Young rappers of Bangladesh use music to criticise the country’s political 'dysfunction, democratic erosion and gaping inequality'.

Despite rapping rhyme about love, romance and money, they compose hip-hop numbers covering several recurring political themes, as writes Asian Correspondent.

One of such theme is the culture of silence around inequality.

"Everyone is silent … nobody is talking,” observes rapper Skib Khan in 'Shob chup.' The elite need inequality, he says, because “otherwise how will the rich get servants to serve their families?" read a 16 May article of the Asian Correspondent, a news website.

In Bangladesh, it said, more than 60 million people - nearly a third of the population - live below the poverty line of US$1.90 per day. Twenty per cent of Bangladeshis hold 41 per cent of all wealth of the nation.

Inequality, according to the article, is visible every day in the slums of the capital Dhaka, arguably the world’s most crowded city.

"But it is ignored in the nation’s political debate," read the article written by Mubashar Hasan, a postdoctoral fellow at University of Oslo.

Rapping for freedom of speech

Bangladeshi hip-hop is also a defense of free speech in a country where that right is rapidly eroding, the author observed.

In 2013, the government amended the Information and Communication Technology Act to mandate a jail sentence of up to 14 years for online speech deemed “offensive” by the authorities, the article pointed out.

Since then, 1,271 Bangladeshi journalists and activists have been charged with cyber defamation, according to New York-based rights organisation Human Rights Watch.

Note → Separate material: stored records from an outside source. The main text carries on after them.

PR #250, opened 2022-08-29
Build cmake projects with multiple cores

florianGla:


internal/build/cmake/cmake.go
```diff
@@ -151,10 +152,17 @@ func (b *Builder) Build(fuzzTests []string) (map[string]*build.Result, error) {
...
+	flags := append([]string{
 		"--build", buildDir,
 		"--config", cmakeBuildConfiguration,
-		"--target"}, fuzzTests...)...)
+		"--target"}, fuzzTests...)
+
+	flags = append(flags, "--parallel")
+	if b.NumJobs != 0 {
+		flags = append(flags, fmt.Sprint(b.NumJobs))
+	}
```
adombeck, line 163: This does not implement the suggestion from @fmeum, which was to build with a single core by default

internal/cmd/bundle/bundle.go
```diff
@@ -99,6 +107,8 @@ func New(conf *config.Config) *cobra.Command {
 		},
 	}
 
+	cmd.Flags().Uint("build-jobs", 1, "Maximum number of concurrent processes to use when building.\nNo value or 0 sets no limit. Only available when the build system is CMake.")
+	cmd.Flags().Lookup("build-jobs").NoOptDefVal = "0"
```
adombeck, line 111: IIUC, the idea was that by default we just keep the default of the build system, which means building with a single core in the case of Make and CMake, bazel on the other hand builds in parallel by default.

florianGla: IIUC from the CMake documentation, using --parallel without any arguments uses the default number of processes,
even though on my system --parallel uses the maximum number of processes.

--parallel [<jobs>], -j [<jobs>]
The maximum number of concurrent processes to use when building. If <jobs> is omitted the native build tool's default number is used (see https://cmake.org/cmake/help/latest/manual/cmake.1.html)

florianGla: I am not sure how to resolve this issue. Maybe we need three states (without parallel flag, with parallel flag without arguments, with parallel flag with arguments). What do you think?

fmeum: But doesn't that mean that there is a difference between using `--parallel` without argument and not using it at all? If that's true, we could decide to mirror that in cifuzz: No flag means build system default, flag without argument means "let the build system figure out a reasonable default for the number of processes" and a numeric argument means "let the build system use this many processes".

fmeum: Just saw your comment. Yes, I think we might need (and want) that behavior.

internal/cmd/bundle/bundle.go
```diff
@@ -246,9 +256,13 @@ func (c *bundleCmd) buildAllVariants() ([]map[string]*build.Result, error) {
...
 	for _, variant := range configureVariants {
 		builder, err := cmake.NewBuilder(&cmake.BuilderOptions{
-			ProjectDir:      c.config.ProjectDir,
-			Engine:          variant.Engine,
-			Sanitizers:      variant.Sanitizers,
+			ProjectDir: c.config.ProjectDir,
+			Engine:     variant.Engine,
+			Sanitizers: variant.Sanitizers,
+			Parallel: cmake.ParallelOptions{
+				Enabled: c.Flags().Lookup("build-jobs").Changed,
```
adombeck, line 263: `c.Flags().Lookup("build-jobs").Changed` is only true if the flag was set, not if the `build-jobs` setting was set in the `cifuzz.yaml`. I think we want this instead:

```suggestion
				Enabled: viper.IsSet("build-jobs"),
```

(same for the other usages of `c.Flags().Lookup("build-jobs").Changed`)

internal/cmd/bundle/bundle.go
```diff
@@ -83,6 +86,11 @@ func New(conf *config.Config) *cobra.Command {
 		ValidArgsFunction: completion.ValidFuzzTests,
 		Args:              cobra.ArbitraryArgs,
 		PreRunE: func(cmd *cobra.Command, args []string) error {
+			// Bind viper keys to flags. We can't do this in the New
+			// function, because that would re-bind viper keys which
+			// were bound to the flags of other commands before.
+			cmdutils.ViperMustBindPFlag("build-jobs", cmd.Flags().Lookup("build-jobs"))
+
```
adombeck, line 93: There is a call to `config.ParseProjectConfig(opts)` missing here.

adombeck (approved):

The proposed Digital Security bill, likely to be made as law, "would impose even stricter regulation of speech", observed the article.

Hip-hop artist Towfique Ahmed is a vocal critic of corruption in Bangladeshi politics. Photo: YouTube
Hip-hop artist Towfique Ahmed is a vocal critic of corruption in Bangladeshi politics. Photo: YouTube

In his track 'Bidrohi,' or 'the rebel,' rapper Towfique Ahmed sees these crackdowns as a violation of Bangladesh’s founding ideals.

“I haven’t seen the war but I heard of it. I don’t know how to do a revolution but my blood is on fire,” he raps. “Don’t take me as someone who is a stupid because of my silence.”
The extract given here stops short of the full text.